__Your instructions__: Read the lines below. Copy out any that hold the string "same".

[Provided entries Boundary: Start]

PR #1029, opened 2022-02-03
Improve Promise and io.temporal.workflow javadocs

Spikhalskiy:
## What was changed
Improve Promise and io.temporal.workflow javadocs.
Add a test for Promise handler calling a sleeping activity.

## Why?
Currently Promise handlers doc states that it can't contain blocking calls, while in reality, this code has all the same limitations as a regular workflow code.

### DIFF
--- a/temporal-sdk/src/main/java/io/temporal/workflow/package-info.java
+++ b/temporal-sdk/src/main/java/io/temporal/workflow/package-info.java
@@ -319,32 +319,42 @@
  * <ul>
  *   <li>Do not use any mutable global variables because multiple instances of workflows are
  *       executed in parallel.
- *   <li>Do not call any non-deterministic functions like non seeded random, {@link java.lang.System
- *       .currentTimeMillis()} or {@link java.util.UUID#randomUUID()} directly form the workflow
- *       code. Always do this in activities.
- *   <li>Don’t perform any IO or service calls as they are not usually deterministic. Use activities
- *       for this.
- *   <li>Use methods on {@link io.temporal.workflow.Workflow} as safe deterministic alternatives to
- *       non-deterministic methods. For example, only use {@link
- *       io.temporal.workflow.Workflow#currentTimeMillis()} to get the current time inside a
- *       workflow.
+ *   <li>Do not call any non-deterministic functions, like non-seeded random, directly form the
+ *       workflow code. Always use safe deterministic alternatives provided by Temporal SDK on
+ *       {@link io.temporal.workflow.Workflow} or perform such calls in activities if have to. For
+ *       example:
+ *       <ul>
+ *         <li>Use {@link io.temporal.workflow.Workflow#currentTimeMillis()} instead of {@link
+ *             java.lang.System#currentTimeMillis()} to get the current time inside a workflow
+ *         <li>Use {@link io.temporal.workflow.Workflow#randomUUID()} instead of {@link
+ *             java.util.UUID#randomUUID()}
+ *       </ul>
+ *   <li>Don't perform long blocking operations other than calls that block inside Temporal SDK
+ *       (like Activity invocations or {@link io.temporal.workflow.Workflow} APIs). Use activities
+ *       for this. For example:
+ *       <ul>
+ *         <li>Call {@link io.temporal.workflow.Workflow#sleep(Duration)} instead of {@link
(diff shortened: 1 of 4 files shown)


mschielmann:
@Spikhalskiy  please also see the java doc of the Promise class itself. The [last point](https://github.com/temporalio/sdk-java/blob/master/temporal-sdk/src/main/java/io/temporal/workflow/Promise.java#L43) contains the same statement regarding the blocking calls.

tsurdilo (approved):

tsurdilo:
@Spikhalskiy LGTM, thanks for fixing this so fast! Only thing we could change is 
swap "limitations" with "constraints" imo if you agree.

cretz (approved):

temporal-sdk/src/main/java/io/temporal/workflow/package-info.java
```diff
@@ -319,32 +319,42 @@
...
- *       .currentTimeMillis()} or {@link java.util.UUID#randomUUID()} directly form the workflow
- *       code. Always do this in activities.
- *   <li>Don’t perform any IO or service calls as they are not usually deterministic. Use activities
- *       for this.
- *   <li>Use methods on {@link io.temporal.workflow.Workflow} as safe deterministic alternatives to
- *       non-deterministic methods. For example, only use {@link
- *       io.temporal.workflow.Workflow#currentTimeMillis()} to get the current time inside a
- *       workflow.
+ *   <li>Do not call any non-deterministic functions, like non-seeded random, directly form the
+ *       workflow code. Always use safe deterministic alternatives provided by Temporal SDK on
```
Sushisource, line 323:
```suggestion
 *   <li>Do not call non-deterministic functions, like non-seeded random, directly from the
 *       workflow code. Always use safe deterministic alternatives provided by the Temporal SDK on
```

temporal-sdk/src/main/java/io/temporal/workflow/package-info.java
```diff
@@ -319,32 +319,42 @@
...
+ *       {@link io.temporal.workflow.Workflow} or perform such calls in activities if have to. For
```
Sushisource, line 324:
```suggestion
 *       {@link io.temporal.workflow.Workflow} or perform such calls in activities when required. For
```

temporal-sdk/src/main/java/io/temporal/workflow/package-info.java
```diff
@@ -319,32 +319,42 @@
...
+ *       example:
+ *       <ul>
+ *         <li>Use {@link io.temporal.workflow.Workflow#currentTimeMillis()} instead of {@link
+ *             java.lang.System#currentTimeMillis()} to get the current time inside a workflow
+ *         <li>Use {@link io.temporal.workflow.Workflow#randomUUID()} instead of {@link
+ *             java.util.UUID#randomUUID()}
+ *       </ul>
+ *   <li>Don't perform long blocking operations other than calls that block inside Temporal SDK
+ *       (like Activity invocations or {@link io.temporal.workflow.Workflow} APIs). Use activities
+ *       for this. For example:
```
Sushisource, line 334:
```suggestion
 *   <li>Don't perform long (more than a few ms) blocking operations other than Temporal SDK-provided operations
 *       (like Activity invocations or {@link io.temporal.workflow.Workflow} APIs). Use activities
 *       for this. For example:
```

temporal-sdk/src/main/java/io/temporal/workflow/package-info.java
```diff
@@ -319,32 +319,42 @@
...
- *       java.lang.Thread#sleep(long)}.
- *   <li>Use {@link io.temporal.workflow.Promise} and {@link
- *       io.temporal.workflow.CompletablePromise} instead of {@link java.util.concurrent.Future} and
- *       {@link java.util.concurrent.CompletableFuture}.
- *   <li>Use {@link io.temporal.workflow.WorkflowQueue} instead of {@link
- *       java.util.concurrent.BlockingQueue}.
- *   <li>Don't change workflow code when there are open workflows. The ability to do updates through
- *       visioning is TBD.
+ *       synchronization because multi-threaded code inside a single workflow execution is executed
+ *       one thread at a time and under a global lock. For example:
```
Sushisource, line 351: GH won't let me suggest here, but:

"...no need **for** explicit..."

[Provided entries Boundary: End]
[Provided entries Boundary: Start]

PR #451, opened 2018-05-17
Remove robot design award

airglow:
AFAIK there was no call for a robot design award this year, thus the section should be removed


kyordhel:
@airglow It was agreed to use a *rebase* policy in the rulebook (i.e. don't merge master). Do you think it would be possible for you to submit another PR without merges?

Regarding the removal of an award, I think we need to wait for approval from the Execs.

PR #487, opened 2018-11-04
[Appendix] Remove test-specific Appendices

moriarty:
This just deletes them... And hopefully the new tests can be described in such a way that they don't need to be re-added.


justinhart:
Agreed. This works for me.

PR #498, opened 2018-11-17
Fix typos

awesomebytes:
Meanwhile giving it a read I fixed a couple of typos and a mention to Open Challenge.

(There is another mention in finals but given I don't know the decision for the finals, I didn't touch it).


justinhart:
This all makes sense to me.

[Provided entries Boundary: End]

__Solution to this task__:
Currently Promise handlers doc states that it can't contain blocking calls, while in reality, this code has all the same limitations as a regular workflow code.
@Spikhalskiy  please also see the java doc of the Promise class itself. The [last point](https://github.com/temporalio/sdk-java/blob/master/temporal-sdk/src/main/java/io/temporal/workflow/Promise.java#L43) contains the same statement regarding the blocking calls.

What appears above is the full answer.